## DATA RECORDS

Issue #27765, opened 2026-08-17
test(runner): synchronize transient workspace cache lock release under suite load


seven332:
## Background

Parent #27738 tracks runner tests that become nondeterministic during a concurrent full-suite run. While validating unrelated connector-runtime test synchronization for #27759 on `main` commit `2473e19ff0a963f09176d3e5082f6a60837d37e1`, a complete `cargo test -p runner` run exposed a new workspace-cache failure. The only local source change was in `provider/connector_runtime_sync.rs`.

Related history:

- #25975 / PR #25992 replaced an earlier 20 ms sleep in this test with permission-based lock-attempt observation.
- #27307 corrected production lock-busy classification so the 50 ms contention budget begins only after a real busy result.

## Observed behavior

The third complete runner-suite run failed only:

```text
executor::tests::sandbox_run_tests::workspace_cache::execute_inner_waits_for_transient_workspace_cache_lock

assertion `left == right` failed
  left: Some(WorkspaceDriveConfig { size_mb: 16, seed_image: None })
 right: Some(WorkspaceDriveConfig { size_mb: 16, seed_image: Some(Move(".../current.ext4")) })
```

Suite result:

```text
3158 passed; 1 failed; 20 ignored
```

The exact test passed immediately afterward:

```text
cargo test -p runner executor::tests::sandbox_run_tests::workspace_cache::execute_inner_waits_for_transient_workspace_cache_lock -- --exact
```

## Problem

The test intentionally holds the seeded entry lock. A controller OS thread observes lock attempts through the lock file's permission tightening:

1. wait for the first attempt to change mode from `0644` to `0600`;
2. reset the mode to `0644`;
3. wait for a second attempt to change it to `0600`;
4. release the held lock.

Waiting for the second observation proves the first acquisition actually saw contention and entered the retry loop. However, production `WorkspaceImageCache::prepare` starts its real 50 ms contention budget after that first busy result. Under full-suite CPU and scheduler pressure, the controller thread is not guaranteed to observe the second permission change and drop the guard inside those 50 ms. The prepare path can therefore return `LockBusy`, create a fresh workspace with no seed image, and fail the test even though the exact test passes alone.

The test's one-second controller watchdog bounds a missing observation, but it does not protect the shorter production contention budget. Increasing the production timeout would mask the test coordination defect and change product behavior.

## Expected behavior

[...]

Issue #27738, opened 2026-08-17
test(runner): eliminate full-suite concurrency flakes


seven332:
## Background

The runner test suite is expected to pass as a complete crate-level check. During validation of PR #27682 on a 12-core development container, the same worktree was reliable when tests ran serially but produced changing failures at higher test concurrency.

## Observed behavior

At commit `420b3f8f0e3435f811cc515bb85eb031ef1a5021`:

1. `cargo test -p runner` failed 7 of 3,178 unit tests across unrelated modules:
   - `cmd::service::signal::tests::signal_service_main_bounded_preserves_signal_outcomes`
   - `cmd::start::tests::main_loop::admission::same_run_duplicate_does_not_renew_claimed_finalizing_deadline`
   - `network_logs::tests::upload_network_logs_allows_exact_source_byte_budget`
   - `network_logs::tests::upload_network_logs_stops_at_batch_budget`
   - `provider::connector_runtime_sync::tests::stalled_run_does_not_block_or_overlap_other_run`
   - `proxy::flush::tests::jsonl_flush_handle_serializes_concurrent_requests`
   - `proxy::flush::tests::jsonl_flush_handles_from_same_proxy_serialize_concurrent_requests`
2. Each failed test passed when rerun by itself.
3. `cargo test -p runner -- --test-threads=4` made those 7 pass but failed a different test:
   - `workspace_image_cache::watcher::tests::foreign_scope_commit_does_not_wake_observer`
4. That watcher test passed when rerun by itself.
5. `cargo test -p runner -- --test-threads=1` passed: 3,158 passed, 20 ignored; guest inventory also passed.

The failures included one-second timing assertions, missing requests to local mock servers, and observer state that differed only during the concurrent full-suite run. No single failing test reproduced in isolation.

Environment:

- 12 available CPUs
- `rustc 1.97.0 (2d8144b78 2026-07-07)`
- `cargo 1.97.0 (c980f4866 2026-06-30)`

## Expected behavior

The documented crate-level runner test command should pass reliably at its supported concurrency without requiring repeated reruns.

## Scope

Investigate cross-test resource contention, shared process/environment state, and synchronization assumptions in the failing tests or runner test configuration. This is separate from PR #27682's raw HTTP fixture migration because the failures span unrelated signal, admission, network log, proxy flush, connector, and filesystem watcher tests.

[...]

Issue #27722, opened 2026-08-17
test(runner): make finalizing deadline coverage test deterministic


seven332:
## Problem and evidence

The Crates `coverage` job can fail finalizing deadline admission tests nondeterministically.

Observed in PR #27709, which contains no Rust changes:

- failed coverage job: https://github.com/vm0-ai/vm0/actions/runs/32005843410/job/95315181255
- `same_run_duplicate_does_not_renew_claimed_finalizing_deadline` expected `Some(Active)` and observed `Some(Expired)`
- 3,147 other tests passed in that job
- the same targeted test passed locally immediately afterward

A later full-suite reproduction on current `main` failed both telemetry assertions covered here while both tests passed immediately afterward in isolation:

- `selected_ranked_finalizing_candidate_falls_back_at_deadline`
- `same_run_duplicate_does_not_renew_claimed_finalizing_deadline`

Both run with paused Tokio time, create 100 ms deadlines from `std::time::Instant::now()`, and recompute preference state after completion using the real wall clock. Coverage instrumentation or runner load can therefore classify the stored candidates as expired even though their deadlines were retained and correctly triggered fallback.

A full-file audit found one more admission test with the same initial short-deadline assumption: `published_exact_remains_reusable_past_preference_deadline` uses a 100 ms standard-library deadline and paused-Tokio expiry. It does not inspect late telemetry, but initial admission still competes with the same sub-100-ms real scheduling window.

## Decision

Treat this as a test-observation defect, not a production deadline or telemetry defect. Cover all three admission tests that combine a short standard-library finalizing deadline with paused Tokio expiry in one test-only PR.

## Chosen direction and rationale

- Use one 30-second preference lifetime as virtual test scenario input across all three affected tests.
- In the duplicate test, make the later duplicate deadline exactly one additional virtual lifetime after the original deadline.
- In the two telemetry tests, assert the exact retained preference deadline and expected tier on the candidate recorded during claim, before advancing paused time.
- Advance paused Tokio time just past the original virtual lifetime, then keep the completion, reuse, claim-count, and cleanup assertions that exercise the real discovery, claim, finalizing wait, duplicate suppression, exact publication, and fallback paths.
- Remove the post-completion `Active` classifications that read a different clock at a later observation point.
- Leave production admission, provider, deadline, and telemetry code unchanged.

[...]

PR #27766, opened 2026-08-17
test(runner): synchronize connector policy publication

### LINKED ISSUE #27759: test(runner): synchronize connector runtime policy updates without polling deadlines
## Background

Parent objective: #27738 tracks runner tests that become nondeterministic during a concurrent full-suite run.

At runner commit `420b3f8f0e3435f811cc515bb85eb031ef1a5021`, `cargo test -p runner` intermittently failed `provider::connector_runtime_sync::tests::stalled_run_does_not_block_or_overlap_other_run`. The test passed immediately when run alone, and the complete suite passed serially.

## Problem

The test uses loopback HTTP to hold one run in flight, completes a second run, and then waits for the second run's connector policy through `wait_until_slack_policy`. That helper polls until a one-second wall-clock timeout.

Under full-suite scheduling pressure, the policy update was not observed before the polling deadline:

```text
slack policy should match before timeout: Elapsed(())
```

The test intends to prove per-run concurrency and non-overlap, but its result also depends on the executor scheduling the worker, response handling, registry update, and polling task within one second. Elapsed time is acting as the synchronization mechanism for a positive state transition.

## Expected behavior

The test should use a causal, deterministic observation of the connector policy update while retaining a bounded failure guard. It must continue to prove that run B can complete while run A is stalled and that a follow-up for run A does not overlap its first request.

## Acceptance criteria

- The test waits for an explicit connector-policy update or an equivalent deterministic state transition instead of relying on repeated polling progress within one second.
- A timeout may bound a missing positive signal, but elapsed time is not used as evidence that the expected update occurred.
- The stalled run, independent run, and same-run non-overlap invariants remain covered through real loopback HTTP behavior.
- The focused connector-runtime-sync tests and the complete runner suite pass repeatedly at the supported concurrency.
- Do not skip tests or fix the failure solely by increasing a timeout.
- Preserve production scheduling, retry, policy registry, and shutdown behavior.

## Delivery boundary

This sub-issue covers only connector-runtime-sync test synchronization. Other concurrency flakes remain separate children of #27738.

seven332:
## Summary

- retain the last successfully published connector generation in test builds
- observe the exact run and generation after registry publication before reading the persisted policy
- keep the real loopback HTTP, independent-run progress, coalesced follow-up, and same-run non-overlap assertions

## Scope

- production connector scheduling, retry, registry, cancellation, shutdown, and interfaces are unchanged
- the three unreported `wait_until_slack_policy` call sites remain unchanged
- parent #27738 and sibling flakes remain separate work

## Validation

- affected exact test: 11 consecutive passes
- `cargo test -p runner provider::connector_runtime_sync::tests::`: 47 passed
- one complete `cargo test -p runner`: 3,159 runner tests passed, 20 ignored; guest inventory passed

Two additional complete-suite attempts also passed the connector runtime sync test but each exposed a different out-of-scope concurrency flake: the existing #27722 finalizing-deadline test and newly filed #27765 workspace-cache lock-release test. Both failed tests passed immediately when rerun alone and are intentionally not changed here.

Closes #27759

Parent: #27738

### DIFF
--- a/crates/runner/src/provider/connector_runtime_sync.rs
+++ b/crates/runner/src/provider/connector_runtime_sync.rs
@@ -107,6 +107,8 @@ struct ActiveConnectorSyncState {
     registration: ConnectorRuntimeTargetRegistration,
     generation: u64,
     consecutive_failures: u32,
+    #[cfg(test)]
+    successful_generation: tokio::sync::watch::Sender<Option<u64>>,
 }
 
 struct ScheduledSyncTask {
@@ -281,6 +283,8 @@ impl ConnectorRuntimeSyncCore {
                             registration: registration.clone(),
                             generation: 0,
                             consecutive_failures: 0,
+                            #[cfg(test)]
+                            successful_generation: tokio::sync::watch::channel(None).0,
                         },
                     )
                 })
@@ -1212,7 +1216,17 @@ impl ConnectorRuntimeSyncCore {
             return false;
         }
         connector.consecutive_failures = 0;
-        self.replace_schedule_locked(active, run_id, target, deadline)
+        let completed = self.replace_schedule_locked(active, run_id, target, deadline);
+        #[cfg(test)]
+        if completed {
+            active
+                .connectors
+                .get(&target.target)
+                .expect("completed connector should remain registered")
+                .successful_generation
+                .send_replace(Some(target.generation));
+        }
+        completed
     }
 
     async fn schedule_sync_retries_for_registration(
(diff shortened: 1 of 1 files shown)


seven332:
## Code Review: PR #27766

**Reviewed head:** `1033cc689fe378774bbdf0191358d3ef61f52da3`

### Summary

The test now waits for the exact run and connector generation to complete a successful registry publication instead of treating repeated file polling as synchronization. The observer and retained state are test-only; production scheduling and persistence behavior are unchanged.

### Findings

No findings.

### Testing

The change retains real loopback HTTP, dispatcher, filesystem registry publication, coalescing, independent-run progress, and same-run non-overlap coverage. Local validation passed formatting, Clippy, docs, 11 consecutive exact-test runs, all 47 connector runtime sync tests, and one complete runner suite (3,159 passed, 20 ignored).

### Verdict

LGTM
---
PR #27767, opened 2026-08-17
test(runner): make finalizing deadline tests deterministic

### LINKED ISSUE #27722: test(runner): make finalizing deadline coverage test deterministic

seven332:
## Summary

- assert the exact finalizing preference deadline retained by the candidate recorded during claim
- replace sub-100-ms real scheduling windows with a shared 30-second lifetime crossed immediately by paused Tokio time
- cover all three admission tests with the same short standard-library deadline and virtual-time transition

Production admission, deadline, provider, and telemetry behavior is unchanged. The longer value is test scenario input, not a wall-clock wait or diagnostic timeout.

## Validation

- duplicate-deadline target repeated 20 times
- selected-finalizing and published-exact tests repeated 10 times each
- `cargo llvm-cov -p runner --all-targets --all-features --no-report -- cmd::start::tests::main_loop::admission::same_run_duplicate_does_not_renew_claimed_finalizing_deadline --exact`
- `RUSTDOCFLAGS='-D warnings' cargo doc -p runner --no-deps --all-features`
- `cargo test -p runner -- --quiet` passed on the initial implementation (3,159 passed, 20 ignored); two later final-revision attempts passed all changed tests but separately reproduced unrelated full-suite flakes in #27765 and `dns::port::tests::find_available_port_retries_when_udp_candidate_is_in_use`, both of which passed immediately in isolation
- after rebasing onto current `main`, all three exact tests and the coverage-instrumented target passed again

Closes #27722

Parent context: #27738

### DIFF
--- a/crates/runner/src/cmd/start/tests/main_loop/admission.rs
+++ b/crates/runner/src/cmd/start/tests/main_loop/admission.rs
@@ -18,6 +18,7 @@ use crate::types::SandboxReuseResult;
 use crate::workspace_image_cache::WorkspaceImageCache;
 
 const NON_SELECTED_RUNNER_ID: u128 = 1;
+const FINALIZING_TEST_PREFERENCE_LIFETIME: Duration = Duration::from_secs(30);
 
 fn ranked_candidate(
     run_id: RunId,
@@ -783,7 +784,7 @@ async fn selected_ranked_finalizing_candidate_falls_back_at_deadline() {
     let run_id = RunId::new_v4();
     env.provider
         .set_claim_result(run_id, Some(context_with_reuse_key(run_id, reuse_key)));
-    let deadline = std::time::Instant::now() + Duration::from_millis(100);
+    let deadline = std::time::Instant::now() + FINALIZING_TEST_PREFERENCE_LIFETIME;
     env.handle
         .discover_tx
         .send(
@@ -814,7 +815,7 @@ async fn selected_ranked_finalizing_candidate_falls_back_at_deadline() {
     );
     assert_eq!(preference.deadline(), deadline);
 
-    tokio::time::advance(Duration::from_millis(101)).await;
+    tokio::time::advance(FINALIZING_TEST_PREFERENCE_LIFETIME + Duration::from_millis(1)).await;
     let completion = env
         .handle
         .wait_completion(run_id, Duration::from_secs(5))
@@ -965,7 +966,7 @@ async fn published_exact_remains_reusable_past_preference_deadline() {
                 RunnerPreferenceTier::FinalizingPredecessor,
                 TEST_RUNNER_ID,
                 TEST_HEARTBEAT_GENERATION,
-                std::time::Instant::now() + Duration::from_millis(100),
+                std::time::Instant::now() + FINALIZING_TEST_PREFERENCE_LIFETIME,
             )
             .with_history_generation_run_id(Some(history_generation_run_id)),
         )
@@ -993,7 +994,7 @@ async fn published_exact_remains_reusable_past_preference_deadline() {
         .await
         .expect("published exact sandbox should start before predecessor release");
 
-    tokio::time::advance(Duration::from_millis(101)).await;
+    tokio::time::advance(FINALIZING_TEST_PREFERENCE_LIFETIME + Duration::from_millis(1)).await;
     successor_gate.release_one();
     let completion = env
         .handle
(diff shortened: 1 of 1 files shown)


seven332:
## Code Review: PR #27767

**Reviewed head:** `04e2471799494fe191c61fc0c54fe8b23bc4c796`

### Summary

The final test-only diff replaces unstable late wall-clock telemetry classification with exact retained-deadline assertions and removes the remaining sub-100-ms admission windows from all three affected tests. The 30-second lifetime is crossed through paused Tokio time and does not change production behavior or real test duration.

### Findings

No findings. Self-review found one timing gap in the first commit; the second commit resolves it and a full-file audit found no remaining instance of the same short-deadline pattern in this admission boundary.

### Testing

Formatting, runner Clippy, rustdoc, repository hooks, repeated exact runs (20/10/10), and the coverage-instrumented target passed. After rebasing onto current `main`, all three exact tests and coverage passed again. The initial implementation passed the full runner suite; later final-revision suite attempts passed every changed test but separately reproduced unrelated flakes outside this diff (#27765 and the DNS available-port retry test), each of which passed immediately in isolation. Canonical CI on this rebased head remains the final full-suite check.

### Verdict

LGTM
* * *
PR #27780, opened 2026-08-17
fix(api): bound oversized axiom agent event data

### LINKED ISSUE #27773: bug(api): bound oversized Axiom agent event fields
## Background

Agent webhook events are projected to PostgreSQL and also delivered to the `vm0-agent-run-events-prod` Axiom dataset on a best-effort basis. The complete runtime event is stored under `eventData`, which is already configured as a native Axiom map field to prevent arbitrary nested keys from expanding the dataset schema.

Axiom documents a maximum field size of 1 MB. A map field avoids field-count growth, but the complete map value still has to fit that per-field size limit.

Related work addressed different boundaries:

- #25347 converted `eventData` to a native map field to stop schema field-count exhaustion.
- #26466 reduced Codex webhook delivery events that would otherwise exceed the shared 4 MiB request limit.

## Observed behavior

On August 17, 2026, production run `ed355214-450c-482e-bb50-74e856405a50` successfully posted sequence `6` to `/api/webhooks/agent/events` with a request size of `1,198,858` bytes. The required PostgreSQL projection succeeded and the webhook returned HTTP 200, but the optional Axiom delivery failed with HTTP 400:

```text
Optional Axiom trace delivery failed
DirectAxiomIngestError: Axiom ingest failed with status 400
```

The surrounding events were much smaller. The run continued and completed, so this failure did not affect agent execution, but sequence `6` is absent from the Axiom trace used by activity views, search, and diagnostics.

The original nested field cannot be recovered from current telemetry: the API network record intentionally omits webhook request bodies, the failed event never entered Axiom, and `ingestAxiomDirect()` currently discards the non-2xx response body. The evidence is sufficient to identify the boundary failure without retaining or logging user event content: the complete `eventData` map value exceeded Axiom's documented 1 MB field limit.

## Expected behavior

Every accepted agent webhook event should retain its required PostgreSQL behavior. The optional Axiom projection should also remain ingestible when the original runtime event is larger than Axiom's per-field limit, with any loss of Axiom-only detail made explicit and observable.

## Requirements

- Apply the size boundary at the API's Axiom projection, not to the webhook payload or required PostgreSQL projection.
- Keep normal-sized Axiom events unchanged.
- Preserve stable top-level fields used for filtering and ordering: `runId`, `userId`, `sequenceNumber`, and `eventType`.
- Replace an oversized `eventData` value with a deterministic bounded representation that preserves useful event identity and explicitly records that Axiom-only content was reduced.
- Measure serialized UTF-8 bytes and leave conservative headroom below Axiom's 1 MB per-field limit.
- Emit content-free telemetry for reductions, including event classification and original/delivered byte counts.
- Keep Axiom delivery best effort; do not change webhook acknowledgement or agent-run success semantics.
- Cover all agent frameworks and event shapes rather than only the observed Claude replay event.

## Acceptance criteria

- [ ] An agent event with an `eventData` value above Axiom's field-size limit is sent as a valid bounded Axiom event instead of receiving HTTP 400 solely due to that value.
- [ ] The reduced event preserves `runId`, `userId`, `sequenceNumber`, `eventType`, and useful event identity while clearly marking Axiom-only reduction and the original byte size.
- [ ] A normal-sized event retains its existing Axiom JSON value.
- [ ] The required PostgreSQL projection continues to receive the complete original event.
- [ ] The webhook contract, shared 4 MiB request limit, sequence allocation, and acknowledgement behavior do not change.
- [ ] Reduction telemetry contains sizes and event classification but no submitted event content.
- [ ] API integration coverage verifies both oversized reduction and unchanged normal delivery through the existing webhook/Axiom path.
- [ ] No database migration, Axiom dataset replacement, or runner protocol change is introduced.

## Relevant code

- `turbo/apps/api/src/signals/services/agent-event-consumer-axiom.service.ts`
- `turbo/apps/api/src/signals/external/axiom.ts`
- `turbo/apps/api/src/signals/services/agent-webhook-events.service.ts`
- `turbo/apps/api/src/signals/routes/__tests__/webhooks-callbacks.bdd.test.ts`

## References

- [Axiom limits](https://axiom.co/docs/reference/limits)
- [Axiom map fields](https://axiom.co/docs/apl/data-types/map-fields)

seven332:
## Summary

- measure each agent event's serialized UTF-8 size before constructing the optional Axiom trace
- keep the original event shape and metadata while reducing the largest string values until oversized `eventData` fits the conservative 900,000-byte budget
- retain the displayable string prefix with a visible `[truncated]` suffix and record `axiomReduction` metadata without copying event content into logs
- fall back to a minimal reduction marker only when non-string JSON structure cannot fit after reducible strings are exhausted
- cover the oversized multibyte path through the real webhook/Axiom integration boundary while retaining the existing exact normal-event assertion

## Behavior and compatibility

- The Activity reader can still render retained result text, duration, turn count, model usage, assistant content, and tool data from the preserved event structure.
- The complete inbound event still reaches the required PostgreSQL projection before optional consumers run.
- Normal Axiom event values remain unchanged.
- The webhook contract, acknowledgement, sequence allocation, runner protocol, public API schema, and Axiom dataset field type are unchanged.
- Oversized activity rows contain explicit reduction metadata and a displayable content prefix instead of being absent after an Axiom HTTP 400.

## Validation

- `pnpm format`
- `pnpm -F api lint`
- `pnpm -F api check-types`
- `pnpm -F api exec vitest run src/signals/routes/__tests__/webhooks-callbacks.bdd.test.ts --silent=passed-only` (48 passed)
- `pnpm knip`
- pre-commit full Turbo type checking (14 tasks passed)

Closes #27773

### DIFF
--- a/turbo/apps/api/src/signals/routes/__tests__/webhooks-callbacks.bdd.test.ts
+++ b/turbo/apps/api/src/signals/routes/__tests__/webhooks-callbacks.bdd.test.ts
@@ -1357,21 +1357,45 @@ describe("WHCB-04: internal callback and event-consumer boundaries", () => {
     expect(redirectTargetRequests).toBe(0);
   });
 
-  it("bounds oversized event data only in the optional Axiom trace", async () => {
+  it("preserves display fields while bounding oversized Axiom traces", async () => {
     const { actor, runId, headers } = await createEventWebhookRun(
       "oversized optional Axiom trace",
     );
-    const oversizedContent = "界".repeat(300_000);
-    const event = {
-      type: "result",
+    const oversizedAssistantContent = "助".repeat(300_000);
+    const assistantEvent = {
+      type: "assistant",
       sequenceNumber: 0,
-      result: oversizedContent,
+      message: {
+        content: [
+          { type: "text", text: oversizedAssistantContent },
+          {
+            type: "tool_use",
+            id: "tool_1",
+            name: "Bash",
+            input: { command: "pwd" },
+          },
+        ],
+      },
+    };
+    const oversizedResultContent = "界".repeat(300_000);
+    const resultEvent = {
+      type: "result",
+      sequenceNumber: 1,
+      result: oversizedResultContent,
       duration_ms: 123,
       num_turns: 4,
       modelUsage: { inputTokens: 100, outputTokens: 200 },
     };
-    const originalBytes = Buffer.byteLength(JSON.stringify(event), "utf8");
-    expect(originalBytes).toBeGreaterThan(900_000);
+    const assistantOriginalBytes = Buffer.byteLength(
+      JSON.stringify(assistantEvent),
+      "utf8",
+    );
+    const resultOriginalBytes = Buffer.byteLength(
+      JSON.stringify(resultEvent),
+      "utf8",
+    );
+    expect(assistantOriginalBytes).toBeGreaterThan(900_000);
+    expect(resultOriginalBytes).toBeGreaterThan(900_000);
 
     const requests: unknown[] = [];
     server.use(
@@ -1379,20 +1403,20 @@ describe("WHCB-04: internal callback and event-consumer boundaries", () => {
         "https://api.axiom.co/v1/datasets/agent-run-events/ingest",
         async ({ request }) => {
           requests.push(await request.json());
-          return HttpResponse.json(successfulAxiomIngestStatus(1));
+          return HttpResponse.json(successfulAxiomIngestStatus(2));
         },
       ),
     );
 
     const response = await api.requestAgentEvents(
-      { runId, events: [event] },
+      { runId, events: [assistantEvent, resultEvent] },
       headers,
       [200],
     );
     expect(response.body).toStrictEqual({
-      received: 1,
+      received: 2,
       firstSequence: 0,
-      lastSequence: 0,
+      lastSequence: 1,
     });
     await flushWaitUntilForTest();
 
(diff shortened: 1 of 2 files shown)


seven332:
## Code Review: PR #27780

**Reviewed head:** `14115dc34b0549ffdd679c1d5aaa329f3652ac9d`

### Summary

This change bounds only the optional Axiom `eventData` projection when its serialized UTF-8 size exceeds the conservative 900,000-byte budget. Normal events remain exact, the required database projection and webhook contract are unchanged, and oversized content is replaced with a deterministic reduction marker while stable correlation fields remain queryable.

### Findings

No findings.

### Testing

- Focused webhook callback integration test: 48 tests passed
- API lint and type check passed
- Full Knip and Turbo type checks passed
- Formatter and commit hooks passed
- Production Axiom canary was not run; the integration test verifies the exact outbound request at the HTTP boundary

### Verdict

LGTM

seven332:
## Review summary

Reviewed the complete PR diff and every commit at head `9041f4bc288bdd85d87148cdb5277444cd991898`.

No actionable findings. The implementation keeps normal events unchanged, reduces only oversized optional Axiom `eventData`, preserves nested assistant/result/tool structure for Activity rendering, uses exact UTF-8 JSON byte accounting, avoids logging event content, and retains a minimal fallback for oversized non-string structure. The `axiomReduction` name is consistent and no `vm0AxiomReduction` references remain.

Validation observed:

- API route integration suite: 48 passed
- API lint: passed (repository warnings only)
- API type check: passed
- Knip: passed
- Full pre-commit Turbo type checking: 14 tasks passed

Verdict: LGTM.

## WHAT YOU ARE ASKED TO DO
Report all lines of the data that include the word "userId".

## OUTPUT FOR THIS TASK
- Preserve stable top-level fields used for filtering and ordering: `runId`, `userId`, `sequenceNumber`, and `eventType`.
- [ ] The reduced event preserves `runId`, `userId`, `sequenceNumber`, `eventType`, and useful event identity while clearly marking Axiom-only reduction and the original byte size.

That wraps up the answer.